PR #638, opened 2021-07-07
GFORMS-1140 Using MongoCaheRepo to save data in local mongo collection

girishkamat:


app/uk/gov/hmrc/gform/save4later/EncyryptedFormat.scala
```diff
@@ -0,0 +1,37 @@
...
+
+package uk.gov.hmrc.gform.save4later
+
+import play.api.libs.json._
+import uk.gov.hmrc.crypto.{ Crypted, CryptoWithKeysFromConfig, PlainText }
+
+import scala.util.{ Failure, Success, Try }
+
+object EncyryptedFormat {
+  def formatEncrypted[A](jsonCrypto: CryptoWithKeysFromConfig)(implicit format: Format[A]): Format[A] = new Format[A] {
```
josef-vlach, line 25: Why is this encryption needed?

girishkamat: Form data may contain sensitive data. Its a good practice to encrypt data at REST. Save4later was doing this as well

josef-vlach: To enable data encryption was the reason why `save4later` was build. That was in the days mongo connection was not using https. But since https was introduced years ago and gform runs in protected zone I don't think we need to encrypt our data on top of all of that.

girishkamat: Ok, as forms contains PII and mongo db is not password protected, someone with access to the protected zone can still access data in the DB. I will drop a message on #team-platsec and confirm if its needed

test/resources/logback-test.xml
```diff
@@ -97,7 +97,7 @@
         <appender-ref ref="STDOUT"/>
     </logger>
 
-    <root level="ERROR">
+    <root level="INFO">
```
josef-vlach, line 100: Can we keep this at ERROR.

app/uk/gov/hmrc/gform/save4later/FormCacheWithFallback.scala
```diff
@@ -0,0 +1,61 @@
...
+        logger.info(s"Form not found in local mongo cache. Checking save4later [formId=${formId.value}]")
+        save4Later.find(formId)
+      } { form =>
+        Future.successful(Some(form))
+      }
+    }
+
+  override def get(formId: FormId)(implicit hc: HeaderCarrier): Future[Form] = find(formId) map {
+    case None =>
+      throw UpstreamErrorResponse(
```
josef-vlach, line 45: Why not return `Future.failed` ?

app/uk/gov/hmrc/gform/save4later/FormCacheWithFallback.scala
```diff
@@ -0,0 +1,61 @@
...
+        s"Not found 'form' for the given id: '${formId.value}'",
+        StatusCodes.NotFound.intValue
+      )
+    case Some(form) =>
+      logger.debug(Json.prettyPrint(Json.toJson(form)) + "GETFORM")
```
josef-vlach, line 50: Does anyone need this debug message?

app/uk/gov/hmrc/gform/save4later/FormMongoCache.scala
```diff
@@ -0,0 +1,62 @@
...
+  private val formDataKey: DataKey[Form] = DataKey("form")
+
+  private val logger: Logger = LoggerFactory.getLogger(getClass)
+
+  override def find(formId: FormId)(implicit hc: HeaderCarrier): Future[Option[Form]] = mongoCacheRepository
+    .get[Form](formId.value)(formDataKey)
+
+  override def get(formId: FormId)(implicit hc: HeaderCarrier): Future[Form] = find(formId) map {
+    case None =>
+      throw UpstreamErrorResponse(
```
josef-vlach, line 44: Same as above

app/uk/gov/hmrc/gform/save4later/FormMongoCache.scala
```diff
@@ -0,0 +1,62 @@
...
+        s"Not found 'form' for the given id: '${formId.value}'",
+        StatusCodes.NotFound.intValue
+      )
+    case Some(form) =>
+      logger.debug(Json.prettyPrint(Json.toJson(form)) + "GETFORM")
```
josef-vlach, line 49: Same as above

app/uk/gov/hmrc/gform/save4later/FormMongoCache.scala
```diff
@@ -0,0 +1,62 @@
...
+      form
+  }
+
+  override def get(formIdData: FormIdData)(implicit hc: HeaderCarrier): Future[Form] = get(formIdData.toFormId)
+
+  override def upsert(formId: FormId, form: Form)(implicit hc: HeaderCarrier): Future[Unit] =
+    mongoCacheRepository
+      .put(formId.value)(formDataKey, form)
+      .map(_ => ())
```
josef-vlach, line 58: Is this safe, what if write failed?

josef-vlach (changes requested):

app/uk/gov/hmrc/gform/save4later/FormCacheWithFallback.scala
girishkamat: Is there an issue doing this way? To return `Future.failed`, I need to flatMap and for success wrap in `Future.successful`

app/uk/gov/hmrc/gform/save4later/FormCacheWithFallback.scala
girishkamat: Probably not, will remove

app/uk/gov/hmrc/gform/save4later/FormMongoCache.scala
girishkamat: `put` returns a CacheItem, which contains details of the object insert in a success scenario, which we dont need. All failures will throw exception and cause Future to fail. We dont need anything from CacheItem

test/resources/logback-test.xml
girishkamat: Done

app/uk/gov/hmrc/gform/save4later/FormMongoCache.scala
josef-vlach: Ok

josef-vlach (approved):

...

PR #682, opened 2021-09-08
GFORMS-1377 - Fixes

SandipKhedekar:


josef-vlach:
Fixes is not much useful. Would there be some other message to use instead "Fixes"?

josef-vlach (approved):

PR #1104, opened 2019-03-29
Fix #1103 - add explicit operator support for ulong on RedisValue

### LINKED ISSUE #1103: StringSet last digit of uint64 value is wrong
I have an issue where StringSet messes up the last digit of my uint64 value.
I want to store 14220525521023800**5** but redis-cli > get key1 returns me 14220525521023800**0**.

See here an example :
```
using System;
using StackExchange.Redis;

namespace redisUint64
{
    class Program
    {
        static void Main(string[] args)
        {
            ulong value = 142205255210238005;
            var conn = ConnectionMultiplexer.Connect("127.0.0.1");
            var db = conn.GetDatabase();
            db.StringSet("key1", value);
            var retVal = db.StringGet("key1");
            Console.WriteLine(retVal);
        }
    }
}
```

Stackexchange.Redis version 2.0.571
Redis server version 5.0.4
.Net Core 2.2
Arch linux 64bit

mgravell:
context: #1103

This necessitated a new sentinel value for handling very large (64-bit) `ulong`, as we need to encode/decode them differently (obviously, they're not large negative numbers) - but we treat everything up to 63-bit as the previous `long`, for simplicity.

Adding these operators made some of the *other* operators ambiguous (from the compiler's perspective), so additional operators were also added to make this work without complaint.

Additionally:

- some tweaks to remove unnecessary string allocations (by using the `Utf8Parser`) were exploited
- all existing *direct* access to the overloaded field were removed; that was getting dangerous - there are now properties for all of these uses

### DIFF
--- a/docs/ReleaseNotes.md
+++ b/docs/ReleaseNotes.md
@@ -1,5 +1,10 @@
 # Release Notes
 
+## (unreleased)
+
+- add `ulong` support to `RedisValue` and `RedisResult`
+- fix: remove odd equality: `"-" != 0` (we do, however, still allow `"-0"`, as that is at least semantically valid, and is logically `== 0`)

---

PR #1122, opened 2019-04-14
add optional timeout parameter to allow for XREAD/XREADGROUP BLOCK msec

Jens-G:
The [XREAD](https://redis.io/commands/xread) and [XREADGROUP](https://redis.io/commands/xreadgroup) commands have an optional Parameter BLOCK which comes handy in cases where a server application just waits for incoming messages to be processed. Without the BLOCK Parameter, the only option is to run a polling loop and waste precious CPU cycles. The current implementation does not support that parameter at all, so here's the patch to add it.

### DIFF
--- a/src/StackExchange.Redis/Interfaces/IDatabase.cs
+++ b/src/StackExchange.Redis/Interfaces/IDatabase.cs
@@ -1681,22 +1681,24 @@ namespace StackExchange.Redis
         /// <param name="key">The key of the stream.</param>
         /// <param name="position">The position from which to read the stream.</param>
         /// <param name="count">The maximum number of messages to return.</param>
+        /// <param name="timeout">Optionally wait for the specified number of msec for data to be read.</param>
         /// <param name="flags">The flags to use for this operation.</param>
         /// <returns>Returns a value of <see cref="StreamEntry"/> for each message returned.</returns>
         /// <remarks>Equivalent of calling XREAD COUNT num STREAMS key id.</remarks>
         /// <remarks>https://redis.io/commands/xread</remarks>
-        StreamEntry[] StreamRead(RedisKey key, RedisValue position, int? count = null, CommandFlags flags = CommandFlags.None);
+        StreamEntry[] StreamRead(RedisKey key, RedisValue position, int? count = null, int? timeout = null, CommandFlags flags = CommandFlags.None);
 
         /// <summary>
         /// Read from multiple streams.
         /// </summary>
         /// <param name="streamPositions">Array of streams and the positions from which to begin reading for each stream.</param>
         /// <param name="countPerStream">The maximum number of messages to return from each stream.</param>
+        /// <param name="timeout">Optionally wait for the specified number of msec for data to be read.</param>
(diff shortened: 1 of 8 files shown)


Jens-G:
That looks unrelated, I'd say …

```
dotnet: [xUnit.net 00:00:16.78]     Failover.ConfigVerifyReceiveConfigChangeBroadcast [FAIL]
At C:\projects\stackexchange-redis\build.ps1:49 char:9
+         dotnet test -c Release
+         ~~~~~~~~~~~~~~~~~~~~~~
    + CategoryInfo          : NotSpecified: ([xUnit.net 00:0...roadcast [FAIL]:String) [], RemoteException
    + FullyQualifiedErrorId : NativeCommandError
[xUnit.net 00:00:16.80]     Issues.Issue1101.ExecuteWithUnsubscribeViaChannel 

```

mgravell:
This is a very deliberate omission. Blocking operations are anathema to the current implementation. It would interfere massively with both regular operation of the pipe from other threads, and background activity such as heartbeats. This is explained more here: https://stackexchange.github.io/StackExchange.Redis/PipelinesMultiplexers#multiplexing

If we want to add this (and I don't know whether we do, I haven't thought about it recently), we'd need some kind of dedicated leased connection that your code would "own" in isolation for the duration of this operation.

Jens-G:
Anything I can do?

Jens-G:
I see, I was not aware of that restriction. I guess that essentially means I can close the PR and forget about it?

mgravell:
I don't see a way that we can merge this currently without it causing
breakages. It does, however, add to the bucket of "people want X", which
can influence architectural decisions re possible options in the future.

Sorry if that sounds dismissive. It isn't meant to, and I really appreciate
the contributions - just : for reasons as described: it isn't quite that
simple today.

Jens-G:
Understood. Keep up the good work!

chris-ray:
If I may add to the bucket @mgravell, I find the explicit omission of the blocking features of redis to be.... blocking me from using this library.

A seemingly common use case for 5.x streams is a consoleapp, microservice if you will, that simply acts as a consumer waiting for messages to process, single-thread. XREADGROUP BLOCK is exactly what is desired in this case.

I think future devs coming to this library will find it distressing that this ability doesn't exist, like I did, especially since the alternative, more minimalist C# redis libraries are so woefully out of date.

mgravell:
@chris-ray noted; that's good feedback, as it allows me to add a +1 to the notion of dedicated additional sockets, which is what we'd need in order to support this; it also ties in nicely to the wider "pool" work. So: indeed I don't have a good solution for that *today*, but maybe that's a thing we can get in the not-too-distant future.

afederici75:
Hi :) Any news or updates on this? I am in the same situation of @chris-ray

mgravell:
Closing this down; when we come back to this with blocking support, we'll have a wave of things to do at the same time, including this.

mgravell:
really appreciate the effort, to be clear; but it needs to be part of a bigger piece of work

*Action item*.
How many lines in these entries contain the string "dedicated"? State the number and nothing more.

*Solution to the problem*.
2